→ **Task to carry out**
Copy all lines below containing "staging".
[Start of Attachment]
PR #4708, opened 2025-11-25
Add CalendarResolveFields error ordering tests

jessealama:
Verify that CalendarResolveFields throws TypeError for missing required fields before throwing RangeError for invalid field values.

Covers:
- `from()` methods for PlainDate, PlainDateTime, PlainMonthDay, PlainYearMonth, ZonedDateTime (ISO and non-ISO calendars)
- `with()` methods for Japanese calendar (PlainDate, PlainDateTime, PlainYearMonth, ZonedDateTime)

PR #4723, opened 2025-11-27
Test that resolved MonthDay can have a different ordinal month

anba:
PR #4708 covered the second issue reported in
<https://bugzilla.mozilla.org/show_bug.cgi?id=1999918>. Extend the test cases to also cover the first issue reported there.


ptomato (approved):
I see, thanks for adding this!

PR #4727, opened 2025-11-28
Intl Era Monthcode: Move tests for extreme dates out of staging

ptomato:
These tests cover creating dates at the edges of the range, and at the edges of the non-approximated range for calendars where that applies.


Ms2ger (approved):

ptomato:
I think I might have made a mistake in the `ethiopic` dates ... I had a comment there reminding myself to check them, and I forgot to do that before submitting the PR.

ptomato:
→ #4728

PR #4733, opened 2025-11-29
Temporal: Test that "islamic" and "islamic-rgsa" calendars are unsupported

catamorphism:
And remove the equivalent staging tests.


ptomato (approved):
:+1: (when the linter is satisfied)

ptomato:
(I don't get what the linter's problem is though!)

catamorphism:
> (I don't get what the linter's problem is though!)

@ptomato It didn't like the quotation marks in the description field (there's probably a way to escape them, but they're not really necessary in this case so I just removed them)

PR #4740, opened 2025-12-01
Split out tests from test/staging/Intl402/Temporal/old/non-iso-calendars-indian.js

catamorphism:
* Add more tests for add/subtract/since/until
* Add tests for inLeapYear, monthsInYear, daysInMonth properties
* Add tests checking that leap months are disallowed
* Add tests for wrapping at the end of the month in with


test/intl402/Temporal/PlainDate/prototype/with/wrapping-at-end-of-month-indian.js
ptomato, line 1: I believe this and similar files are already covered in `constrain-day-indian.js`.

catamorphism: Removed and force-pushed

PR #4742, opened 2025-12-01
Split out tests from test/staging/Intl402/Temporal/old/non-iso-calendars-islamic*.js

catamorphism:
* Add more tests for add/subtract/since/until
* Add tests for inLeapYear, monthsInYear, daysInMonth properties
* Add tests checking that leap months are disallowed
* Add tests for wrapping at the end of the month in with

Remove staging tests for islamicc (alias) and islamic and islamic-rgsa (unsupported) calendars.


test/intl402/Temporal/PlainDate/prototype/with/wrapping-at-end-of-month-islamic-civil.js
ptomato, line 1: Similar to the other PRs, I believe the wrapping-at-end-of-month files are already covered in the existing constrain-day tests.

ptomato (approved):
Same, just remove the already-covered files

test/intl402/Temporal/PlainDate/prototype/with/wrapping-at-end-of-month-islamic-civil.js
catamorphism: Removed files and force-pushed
[End of Attachment]
[Start of Attachment]
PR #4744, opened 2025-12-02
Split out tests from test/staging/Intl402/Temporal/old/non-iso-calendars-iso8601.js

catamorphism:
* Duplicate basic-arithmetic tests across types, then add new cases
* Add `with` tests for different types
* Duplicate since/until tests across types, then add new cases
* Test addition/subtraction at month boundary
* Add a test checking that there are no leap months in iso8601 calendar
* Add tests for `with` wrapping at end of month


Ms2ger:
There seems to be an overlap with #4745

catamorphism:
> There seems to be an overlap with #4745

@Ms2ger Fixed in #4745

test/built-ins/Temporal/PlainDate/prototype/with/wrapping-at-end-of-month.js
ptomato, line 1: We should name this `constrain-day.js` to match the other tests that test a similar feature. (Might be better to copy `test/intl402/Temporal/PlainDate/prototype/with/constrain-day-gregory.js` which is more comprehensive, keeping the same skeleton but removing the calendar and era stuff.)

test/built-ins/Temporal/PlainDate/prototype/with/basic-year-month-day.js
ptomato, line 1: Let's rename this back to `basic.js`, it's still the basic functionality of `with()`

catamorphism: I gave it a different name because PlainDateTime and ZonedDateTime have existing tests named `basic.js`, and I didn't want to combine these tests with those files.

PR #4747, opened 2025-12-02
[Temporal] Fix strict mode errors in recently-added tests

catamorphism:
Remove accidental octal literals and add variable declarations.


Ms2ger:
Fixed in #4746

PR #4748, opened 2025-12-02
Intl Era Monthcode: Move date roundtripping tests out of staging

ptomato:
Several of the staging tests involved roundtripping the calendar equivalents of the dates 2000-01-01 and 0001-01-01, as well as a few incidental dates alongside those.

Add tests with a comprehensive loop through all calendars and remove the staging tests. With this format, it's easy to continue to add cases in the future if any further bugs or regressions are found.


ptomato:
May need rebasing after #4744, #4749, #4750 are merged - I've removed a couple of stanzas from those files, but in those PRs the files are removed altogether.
[End of Attachment]
[Start of Attachment]
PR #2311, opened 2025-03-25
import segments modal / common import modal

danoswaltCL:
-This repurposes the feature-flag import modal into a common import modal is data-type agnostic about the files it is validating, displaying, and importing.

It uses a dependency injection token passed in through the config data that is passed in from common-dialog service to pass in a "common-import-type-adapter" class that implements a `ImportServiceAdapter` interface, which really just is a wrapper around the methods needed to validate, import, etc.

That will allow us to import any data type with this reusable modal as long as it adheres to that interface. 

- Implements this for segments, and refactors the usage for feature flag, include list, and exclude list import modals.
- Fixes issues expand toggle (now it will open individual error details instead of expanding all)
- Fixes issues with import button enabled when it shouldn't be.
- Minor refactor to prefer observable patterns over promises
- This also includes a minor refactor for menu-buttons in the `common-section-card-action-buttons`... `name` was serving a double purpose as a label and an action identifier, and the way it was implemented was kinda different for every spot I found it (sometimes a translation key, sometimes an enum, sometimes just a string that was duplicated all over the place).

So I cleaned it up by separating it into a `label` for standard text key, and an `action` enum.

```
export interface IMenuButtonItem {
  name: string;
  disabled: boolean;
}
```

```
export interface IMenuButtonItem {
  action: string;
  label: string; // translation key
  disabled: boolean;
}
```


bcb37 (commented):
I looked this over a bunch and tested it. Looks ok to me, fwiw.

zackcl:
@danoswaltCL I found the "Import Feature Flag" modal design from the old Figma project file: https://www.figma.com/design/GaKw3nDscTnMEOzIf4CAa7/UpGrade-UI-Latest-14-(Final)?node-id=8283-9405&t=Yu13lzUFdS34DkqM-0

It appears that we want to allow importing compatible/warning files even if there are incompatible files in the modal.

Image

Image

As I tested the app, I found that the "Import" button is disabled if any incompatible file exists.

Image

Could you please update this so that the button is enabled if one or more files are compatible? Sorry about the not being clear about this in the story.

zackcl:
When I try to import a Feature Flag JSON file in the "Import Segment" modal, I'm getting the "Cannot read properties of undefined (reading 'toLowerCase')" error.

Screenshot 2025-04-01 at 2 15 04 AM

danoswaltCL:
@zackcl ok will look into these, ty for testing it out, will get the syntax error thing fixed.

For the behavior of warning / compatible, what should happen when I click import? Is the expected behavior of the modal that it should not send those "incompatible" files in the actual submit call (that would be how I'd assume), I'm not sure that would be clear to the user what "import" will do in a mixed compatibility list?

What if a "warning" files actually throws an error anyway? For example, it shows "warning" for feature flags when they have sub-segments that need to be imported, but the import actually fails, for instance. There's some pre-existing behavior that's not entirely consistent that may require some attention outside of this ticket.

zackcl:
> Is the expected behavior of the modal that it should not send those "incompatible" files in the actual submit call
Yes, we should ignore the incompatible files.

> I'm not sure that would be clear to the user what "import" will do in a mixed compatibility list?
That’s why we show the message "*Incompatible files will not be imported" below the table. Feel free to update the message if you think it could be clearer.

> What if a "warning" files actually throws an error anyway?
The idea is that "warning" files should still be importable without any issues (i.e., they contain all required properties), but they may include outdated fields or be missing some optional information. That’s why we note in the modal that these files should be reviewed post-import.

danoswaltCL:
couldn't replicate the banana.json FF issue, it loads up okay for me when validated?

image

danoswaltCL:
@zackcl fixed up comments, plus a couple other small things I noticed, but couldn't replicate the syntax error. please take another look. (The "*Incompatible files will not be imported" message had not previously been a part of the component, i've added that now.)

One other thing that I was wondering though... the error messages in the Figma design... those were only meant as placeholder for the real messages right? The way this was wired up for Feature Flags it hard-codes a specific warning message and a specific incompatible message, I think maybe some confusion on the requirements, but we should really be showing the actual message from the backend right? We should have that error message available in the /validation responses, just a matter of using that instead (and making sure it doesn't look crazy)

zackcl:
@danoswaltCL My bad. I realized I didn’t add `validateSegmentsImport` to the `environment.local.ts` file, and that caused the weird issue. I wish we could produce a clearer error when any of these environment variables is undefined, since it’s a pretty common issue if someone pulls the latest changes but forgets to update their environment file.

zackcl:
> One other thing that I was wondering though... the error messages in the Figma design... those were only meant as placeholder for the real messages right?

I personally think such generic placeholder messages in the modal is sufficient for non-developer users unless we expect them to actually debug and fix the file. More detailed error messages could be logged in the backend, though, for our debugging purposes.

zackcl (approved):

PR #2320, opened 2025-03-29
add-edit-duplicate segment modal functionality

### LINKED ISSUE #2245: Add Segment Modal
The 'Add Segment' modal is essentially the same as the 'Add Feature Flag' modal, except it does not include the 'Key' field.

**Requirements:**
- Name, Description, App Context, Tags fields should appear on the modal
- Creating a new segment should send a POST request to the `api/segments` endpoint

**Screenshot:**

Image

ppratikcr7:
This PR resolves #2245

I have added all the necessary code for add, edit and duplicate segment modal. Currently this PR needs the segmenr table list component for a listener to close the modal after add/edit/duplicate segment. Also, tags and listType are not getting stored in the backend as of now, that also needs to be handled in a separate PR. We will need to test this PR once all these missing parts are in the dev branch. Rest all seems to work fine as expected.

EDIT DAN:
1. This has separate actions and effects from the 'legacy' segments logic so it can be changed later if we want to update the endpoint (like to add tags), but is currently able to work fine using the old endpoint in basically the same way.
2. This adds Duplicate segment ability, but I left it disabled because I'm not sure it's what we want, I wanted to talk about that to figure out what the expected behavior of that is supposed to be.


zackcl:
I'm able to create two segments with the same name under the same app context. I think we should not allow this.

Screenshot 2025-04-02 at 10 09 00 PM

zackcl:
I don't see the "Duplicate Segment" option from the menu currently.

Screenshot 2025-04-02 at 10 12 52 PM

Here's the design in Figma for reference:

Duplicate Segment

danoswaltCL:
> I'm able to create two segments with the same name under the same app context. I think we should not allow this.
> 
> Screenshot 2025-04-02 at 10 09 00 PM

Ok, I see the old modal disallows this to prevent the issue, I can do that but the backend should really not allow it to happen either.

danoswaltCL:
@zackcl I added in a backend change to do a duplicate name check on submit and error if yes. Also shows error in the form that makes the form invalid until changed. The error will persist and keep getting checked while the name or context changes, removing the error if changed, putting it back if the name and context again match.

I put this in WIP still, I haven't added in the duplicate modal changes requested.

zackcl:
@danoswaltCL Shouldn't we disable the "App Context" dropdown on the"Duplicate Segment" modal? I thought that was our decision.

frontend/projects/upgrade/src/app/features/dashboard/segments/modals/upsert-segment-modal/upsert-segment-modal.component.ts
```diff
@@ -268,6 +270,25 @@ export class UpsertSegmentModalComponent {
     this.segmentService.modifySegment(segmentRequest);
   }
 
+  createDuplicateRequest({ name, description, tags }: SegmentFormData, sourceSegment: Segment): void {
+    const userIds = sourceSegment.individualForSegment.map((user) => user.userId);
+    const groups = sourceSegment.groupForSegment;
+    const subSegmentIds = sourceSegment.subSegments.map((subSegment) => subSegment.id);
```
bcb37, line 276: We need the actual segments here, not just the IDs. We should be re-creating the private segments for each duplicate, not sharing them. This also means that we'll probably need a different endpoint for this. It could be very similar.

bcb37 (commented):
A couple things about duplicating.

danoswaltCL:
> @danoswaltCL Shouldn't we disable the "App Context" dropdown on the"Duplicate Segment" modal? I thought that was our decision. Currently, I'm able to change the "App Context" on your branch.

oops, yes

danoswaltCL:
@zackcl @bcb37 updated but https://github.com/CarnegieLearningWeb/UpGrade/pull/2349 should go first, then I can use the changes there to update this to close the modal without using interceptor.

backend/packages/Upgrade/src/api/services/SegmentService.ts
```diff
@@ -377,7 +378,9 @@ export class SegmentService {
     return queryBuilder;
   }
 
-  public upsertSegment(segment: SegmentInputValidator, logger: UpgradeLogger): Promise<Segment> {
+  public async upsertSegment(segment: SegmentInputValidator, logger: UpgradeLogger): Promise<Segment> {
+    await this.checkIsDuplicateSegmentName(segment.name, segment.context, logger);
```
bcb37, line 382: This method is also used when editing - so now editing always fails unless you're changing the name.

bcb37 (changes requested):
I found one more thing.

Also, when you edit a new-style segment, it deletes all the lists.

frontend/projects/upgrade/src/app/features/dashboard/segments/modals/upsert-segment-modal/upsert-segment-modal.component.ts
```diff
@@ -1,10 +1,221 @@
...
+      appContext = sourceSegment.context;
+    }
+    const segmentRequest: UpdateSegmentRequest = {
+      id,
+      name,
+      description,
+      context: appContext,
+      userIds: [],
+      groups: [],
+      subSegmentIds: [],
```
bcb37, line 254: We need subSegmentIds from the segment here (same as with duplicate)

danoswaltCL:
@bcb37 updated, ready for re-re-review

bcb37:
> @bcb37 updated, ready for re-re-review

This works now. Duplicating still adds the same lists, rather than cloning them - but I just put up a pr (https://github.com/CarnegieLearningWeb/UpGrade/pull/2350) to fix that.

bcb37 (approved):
[End of Attachment]
→ **Answer to this exercise**
Intl Era Monthcode: Move tests for extreme dates out of staging
And remove the equivalent staging tests.
Split out tests from test/staging/Intl402/Temporal/old/non-iso-calendars-indian.js
Split out tests from test/staging/Intl402/Temporal/old/non-iso-calendars-islamic*.js
Remove staging tests for islamicc (alias) and islamic and islamic-rgsa (unsupported) calendars.
Split out tests from test/staging/Intl402/Temporal/old/non-iso-calendars-iso8601.js
Intl Era Monthcode: Move date roundtripping tests out of staging
Several of the staging tests involved roundtripping the calendar equivalents of the dates 2000-01-01 and 0001-01-01, as well as a few incidental dates alongside those.
Add tests with a comprehensive loop through all calendars and remove the staging tests. With this format, it's easy to continue to add cases in the future if any further bugs or regressions are found.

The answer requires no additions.